→ **Raw data**:

---+---

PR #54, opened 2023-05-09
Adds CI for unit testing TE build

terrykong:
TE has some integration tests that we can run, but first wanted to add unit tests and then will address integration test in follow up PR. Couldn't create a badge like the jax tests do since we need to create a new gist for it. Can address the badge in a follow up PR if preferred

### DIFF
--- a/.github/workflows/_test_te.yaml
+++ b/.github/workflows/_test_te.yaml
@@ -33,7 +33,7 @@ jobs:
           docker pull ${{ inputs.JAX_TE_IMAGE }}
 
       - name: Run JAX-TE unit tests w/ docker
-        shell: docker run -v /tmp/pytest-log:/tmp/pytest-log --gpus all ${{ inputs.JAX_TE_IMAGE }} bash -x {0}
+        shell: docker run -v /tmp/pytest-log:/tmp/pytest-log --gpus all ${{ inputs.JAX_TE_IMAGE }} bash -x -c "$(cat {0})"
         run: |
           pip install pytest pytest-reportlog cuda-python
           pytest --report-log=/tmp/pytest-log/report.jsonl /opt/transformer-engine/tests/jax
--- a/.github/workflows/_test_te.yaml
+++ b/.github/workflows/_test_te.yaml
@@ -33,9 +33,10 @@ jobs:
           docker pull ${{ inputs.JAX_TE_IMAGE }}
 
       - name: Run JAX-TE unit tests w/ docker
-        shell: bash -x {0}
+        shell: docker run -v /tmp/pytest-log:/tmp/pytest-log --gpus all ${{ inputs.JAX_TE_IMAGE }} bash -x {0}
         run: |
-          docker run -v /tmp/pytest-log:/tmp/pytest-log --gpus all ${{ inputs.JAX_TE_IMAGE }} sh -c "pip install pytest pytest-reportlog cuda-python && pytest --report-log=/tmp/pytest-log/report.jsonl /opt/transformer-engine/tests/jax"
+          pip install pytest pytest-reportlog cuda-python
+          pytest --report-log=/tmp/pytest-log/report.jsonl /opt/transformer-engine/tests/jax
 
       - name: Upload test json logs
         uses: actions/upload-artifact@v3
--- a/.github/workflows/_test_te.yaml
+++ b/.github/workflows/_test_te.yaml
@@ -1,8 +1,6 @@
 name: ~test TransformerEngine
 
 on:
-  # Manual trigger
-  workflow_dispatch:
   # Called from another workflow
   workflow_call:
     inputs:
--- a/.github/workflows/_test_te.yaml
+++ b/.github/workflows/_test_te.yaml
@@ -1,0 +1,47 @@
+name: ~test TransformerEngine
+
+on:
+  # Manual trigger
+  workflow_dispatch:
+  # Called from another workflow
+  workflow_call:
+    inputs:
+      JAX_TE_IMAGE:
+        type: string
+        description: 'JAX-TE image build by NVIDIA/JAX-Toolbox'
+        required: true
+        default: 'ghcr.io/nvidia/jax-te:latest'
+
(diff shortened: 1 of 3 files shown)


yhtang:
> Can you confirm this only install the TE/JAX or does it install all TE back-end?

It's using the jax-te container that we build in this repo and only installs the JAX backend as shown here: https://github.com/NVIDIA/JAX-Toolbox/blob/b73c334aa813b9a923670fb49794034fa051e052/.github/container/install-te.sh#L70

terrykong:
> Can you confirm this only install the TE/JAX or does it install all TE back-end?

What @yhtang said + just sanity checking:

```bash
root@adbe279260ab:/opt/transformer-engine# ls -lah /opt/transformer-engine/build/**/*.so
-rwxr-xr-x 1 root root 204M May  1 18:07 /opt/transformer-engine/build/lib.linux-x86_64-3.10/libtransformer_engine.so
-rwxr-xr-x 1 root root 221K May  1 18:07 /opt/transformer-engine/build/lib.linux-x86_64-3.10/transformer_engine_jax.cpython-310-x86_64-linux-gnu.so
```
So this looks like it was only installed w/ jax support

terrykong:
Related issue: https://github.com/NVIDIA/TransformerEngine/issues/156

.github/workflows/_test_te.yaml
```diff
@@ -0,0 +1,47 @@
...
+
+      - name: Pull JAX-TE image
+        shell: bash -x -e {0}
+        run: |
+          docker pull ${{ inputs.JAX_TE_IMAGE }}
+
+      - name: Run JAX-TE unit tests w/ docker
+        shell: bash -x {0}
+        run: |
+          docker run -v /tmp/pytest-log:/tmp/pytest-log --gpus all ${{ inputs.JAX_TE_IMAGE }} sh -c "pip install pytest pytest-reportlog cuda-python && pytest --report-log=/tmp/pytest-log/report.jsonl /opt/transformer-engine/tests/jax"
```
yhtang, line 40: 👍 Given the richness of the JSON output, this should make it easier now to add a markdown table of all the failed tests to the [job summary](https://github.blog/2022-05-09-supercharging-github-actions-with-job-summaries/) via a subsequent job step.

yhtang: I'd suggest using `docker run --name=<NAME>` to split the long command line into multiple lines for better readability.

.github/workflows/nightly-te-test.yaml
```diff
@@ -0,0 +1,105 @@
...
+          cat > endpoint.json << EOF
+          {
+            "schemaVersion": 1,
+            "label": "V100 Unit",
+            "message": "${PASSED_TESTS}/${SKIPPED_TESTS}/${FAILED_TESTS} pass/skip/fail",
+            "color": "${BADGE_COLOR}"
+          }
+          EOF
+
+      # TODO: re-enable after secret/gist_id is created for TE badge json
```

---+---

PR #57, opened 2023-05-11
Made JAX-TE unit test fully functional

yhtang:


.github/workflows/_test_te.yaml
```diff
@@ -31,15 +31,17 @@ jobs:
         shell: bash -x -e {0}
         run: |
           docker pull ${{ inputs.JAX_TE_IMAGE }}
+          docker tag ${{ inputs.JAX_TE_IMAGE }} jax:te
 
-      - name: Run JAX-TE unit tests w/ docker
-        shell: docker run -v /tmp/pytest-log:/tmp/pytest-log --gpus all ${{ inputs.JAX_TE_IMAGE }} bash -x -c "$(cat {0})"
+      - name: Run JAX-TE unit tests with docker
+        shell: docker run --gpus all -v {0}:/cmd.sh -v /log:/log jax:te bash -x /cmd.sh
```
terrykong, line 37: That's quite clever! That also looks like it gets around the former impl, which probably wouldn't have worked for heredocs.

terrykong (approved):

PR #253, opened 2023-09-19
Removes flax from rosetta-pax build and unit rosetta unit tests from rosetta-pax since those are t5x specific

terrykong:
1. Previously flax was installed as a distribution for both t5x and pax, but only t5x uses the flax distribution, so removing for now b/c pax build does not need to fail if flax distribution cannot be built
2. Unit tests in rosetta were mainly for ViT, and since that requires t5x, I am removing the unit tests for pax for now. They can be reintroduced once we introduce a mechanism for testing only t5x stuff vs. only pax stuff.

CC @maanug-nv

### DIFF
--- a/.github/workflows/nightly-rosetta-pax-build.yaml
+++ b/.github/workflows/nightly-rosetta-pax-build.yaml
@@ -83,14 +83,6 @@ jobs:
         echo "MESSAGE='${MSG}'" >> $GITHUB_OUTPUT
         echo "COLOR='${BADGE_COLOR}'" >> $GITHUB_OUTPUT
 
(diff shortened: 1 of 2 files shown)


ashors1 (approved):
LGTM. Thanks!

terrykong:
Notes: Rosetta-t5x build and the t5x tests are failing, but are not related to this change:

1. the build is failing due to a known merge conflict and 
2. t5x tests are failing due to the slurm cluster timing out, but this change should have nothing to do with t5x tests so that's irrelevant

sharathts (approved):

---+---

→ **Problem statement**: Copy each line of the records above that carries the word "linux".

→ **Exercise result**:
-rwxr-xr-x 1 root root 204M May  1 18:07 /opt/transformer-engine/build/lib.linux-x86_64-3.10/libtransformer_engine.so
-rwxr-xr-x 1 root root 221K May  1 18:07 /opt/transformer-engine/build/lib.linux-x86_64-3.10/transformer_engine_jax.cpython-310-x86_64-linux-gnu.so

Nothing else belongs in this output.